Annoncer la mise en place de l’assurance chômage le 01 octobre est un véritable scandale démocratique. En effet, le conseil d’état doit se prononcer sur cette réforme en novembre et la mettre en place avant cet avis est un moyen de mettre une énorme pression sur cette instance. Il faudra beaucoup de courage au Conseil d’état pour retoquer cette réforme d’amateurs, unanimement condamnée par tous les partenaires sociaux autant par les syndicats de salariés que par le MEDEF. Mais les travailleurs sans emploi sont une cible facile, peu organisés collectivement, ils sombreront dans la misère en silence et c’est tout ce qui intéresse ce gouvernement. Emmanuel Macron a justifié sa désastreuse réforme par cet argument : « Actuellement il faudrait qu’on gagne mieux sa vie en travaillant qu’en restant au chômage ». C’est un bel hommage à la réforme actuelle avec laquelle on ne pouvait pas perdre d’argent en allant travailler. Il a trouvé une autre méthode consistant à plonger les travailleurs sans emploi dans la misère pour qu’ils puissent accepter n’importe quoi. Dans une période où près de 6 millions de personnes sont inscrites à Pôle-Emploi toutes catégories confondues, cette nouvelle assurance chômage plutôt adaptée a une société de plein emploi va plonger des centaines de milliers de personnes sous le seuil de pauvreté.
Le recul de l’âge légal de la retraite est un non-sens dans une société plombée par le chômage de masse. Même Emmanuel Macron en convenait il y a peu. Mais la période est propice pour oser les pires projets. Les économies réalisées par cette réforme seront reportées et sur l’assurance santé, qui sera plombée par le vieillissement de la population active, et sur l’assurance chômage. Mais on l’a vu les travailleurs sans emploi sont des coupables parfaits pour ce pouvoir et il sera toujours possible de les faire repasser à la caisse plus tard…

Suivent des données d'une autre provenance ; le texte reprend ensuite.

PR #1567, opened 2024-09-07
Add task finish button

Siedlerchr:


koppor:
Current shortcoming: The property of `retainTasks` cannot be changed after initialization.

koppor:
Better than nothing I would say. - so +1 from my side

PR #1581, opened 2025-03-06
Add font awesome 6 otf and enum

JurgenCruz:
Added .otf file for fontawesome version 6 and Enum class with the escape sequences for the characters.


JurgenCruz:
Signed the CLA

danielpeintner:
I have a general comment/question.

This PR adds FontAwesome v6 while keeping v4.

According to https://docs.fontawesome.com/web/setup/upgrade/upgrade-from-v4#how-to-upgrade-from-version-4-to-6 it should be possible to replace v4 all together. Maybe I am wrong?

The guide is made for the Web, so it may also not be applicable to JavaFX. Anyhow, if it is possible to replace the old code, I think it would be even better.

JurgenCruz:
Oh, I thought we wanted to keep both as to not force users that don't want to change icons. But I guess it makes sense.

As for the migration, not sure if it will be that straight forward. In the JavaScript world, they used a file named "v4-shims.js" which fixed the backwards compatibility after the icon renaming. The way it worked was having the V6 with the new names, and the V4-shim that mapped the old names to the new ones.

In our case, what do we want to do? do our own shim by keeping the new class and edit the old class to map to the new font with the renames? If that is the case, I would have to manually do it. Plus, at that point if we are needed both classes, might as well leave it and just let the users that want to migrate use the new class and choose any new icons if they so desire. 

Alternatively we could delete the old class and rename the new class as the old. I am not sure if all the old names are in the new version, as that would be the only breaking API if a name was removed. If a user does not like an icon because of the fontawesome renaming, they can just choose a new icon.

I'll let a maintainer choose which of the 3 options we want to move forward with. I personally don't want to make a shim because it would be more extra work for me :stuck_out_tongue:, but I'll do it if that is the decision.

eugener:
In my view, this will be part of the next release. While it may introduce slight incompatibilities, it will also offer enhanced functionality—specifically, more icons in our case. As long as the upgrade path from v4 to v6 is well-documented, developers should be able to assess the necessity of upgrading.

Let’s see what others think.

JurgenCruz:
One thing to notice about the shim. In JS it was needed because you couldn't have both versions at the same time or there would be CSS and JS collisions. This meant you had to completely remove V4, then add V6 and add a **temporary** shim for backwards compatibility. Once you finished migrating, you removed the shim.

In our case, both fonts can coexist perfectly together, and developers can migrate at their own pace after updating with no breakage. We can deprecate the V4 class and remove it in a later release after users have had enough time to migrate. Of course, this only works with option 1. Option 3 would make it backwards incompatible immediately and would force users to do the migration work at the same time they upgrade version.

TL;DR: Shim was needed in JS during migration, not needed in Java during migration. Option 2 is overkill IMO.

danielpeintner:
I don't have a strong preference. Either way is fine by me.

JurgenCruz:
So, just checking. Are we good to merge then?

danielpeintner (approved):
LGTM, even though I think a shim would be even better

PR #1582, opened 2025-03-10
Fix NullPointerException in PopOver occurring randomly on Show call

besidev:
This PR addresses an intermittent `NullPointerException` that occurs during the `fade-in` animation of the PopOver control. Fixes issue #1583 that manifests in the on `show` call when the PopOver’s skin is not yet fully initialized, causing `getSkin()` to return `null`.


besidev:
Signed the CLA

abhinayagarwal:
Hi @besidev,

Please file an issue first and then this PR can fix the issue :)

besidev:
Hi @abhinayagarwal,

Thanks for pointing that out :)
I’ll file the GitHub issue as suggested and update the PR to address it accordingly.

besidev:
@abhinayagarwal 

I’ve created the GitHub issue and updated the PR description to reference it. For additional context, the solution provided in this PR has been successfully tested across various platforms. Could you kindly let me know the expected timeframe for the next ControlsFX release? It would be wonderful if we could include this fix in that release. Thank you very much!

Siedlerchr:
Please update the copyright header at the top, replace 2022 with 2025
Fixes #1583

Siedlerchr (approved):

besidev:
@Siedlerchr @abhinayagarwal 
I've updated the copyright header as requested. Let me know if there's anything else you'd like me to change!

abhinayagarwal:
Currently, `show()` does the following:

1. Setting x, y, width, height of the owner
2. Set things to do after the pop over is shown i.e. `setOnShown` event listener
3. Call `super.show()`
4. Start fade animation
5. Add on hiding event listener

In your current change, you have moved everything into the `onShown` event listener. Any particular reason for this?

besidev:
One of the main reasons for moving most of the logic (the fade-in animation, sizing and positioning) into the `WindowEvent.WINDOW_SHOWN` event handler, rather than doing it immediately after calling `super.show()`, is that a `PopupControl` (and by extension, `PopOver`) does not reliably know that the window is fully displayed at the time `show()` is called. Consequently, if the fade-in animation starts before the popup’s `Scene` and `Skin` are fully initialized, it can lead to null references, such as the `NullPointerException` described in issue #1583. Essentially, this is a timing-based issue that can be difficult to reproduce. By waiting until the popup is truly shown on screen, we ensure that all layout passes are complete and node references are valid before triggering the fade-in animation.

Furthermore, `setOnShown(...)` is a public API method that developers might also use, potentially overriding internal logic if both the library and user code rely on `setOnShown(...)`. Therefore, hooking into `WindowEvent.WINDOW_SHOWN` (for example via `addEventHandler(WindowEvent.WINDOW_SHOWN, ...)`) is both safer and more robust for finalizing layout setting (x, y, width, height) and starting the animation.

abhinayagarwal:
The only disadvantage I see here is that the PopOver might be shown once before the animation actually starts to play causing a visual glitch.

besidev:
@abhinayagarwal 
Your observation is correct. Based on the code, it does seem that the PopOver may appear briefly before the animation starts, a behavior that was already present before this PR, since calling `super.show()` before running the animation could produce a similar effect. However, in our testing we haven't been able to reproduce this visual glitch, neither now nor previously. A better solution would be to properly set up the animation of the PopOver content (perhaps in the skin class), but addressing that would require its own dedicated PR. What's your opinion?

abhinayagarwal:
Like I said, I don't have a strong opinion here. Let's move this fix in. If this comes to bite us again, we can refactor it to fix it for good.

abhinayagarwal (approved):

besidev:
@abhinayagarwal @Siedlerchr 
Could you please let me know when the next release is planned? We cannot use snapshot versions.

abhinayagarwal:
v11.2.2 is now available

danielpeintner:
> v11.2.2 is now available

Great, thank you!

You may want to create the release tag etc. in GitHub 

grafik

abhinayagarwal:
> You may want to create the release tag etc. in GitHub

Done! 
We need to automate these as a part of the release workflow :)

PR #1607, opened 2025-11-24
#1606: fixes TableRowExpanderColumn display/cache bug

### LINKED ISSUE #1606: TableRowExpanderColumn no longer works due to *misbehaving* code
On [openjfx-dev@openjdk.org](https://mail.openjdk.org/pipermail/openjfx-dev/2025-November/057759.html) @credmond reported a problem with TableView and TableRowExpanderColumn

@Maran23 [replied](https://mail.openjdk.org/pipermail/openjfx-dev/2025-November/057763.html) that ControlsFX uses code in a *wrong* fashion.

Unfortunately, the response from @Maran23 cannot be easily read. Hence, I paste here his response as "image".

Image

credmond:
Fixes #1606 

Existing behaviour never worked as expected, nodes were removed from expandedNodeCache (expandedNodeCache.remove(getBean())) everytime a row was collapsed.

This meant that ExpandableTableRowSkin's tableRow.itemProperty() listener was was getting null from the cache, and unable to remove the children, to clean-up the row.

This problem went unnoticed until now because a table refresh was re-creating all cells anyway, so the un-removed nodes were getting discarded anyway. Now though, there are new optimisations in TableView which means these leftover nodes are visible as they're never never cleaned up from the rows.

The fix is to clean them up as I believe was originally intended.

### DIFF
--- a/controlsfx/src/main/java/impl/org/controlsfx/skin/ExpandableTableRowSkin.java
+++ b/controlsfx/src/main/java/impl/org/controlsfx/skin/ExpandableTableRowSkin.java
@@ -59,7 +59,7 @@ public class ExpandableTableRowSkin<S> extends TableRowSkin<S> {
         this.expander = expander;
         tableRow.itemProperty().addListener((observable, oldValue, newValue) -> {
             if (oldValue != null) {
-                Node expandedNode = this.expander.getExpandedNode(oldValue);
+                Node expandedNode = this.expander.removeExpandedNode(oldValue);
                 if (expandedNode != null) getChildren().remove(expandedNode);
             }
         });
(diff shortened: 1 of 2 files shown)


Maran23 (approved):
This looks correct! Removing the expanded node when the item changed is the correct approach here.

This should also improve the performance a bit since we are not eagerly removing the node from the cache anymore (on every collapse) - just when we need to - that is when the item changed. Therefore, we are also not recreating the same expanded node more often then we need to.

controlsfx/src/main/java/impl/org/controlsfx/skin/ExpandableTableRowSkin.java
```diff
@@ -59,7 +59,7 @@ public ExpandableTableRowSkin(TableRow<S> tableRow, TableRowExpanderColumn<S> ex
         this.expander = expander;
         tableRow.itemProperty().addListener((observable, oldValue, newValue) -> {
             if (oldValue != null) {
-                Node expandedNode = this.expander.getExpandedNode(oldValue);
+                Node expandedNode = this.expander.removeExpandedNode(oldValue);
```
credmond: Without the fix in place, expandedNode may be null and therefore never removed from the row.

PR #1615, opened 2026-03-18
Fix accumulated width in TableRow2Skin Fixes #1576

### LINKED ISSUE #1576: TableView2 horizontal ScrollBar max value
The max value for the horizontal ScrollBar is being set lower than it should be.  This causes a user to be unable to scroll all the way to the right of a large table.  Appears to be a rounding error that accumulates, as it scales with the number of columns, and is most evident in a table with a large number of columns. Somewhere around 100 columns (depending on width), entire columns are unable to be viewed.  This behavior is present using a TableView2, but not using a TableView, all other things equal.

In this image you can see that a whole column is not shown when using TableView2.  This table has 100 columns

Image

JimmyBoomBots3000:
### Root cause
In`layoutChildren`, each column's width is computed as `snapSizeX(column.getWidth())` (line 185), which rounds up to pixel boundaries. But `computePrefWidth` was summing the raw unsnapped widths. With ~100 columns, this accumulated rounding difference made `computePrefWidth` return a value smaller than the actual layout width, causing the scrollbar max to be set too low and leaving the rightmost columns unreachable.

### Fix
Apply `snapSizeX()` per column in `computePrefWidth`, so it matches the width calculation used in `layoutChildren`.

### DIFF
--- a/controlsfx/src/main/java/impl/org/controlsfx/tableview2/TableRow2Skin.java
+++ b/controlsfx/src/main/java/impl/org/controlsfx/tableview2/TableRow2Skin.java
@@ -1,5 +1,5 @@
 /**
- * Copyright (c) 2013, 2025, ControlsFX
+ * Copyright (c) 2013, 2026, ControlsFX
  * All rights reserved.
  *
  * Redistribution and use in source and binary forms, with or without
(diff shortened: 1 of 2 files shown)


jperedadnr (commented):
Minor: You need to update the copyright year.

The fix looks good and clearly solves the issue, given that, as you said, `layoutChildren` already uses `snapSizeX`.

It would be good to include a small test in `TableView2Test`, given that there is already a tableView with 500 columns. If you set a fractional width for these columns, you should be able to easily compute both the row.prefWidth and the sum of the snapped columns width. With your fix, both should match, but differ wihtout it.

JimmyBoomBots3000:
> Minor: You need to update the copyright year.
> 
> The fix looks good and clearly solves the issue, given that, as you said, `layoutChildren` already uses `snapSizeX`.
> 
> It would be good to include a small test in `TableView2Test`, given that there is already a tableView with 500 columns. If you set a fractional width for these columns, you should be able to easily compute both the row.prefWidth and the sum of the snapped columns width. With your fix, both should match, but differ wihtout it.

Updated copyright year and added a unit test.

Naomi Klein concluait par cette phrase : Voilà en quoi consiste la stratégie du choc : des raids systématiques contre la sphère publique au lendemain de catastrophes, quand les gens sont trop focalisés sur l’urgence, sur leur survie pour protéger leurs intérêts. La manière dont Emmanuel Macron a lié lors d’une même allocution mesures d’urgence et attaques ciblées contre des acquis sociaux en est la triste illustration.
Alors à l’automne, mobilisons-nous pour nos retraites mais aussi pour les travailleurs sans emploi. Tous les syndicats doivent se mobiliser, une union de tous les travailleurs, avec ou sans emploi doit être massive pour défendre nos acquis face à ces fossoyeurs du modèle social français.

Daniel Large

Confronté, par mon métier dans le service public de l'emploi, aux conséquences de la crise économique et sociale, j'ai décidé de m'investir et militer pour défendre les victimes des politiques libérales.
Electeur de gauche depuis toujours, militant d'une union des gauches n'ayant pas renoncé à une véritable politique sociale. Des concessions oui, mais pas de compromissions.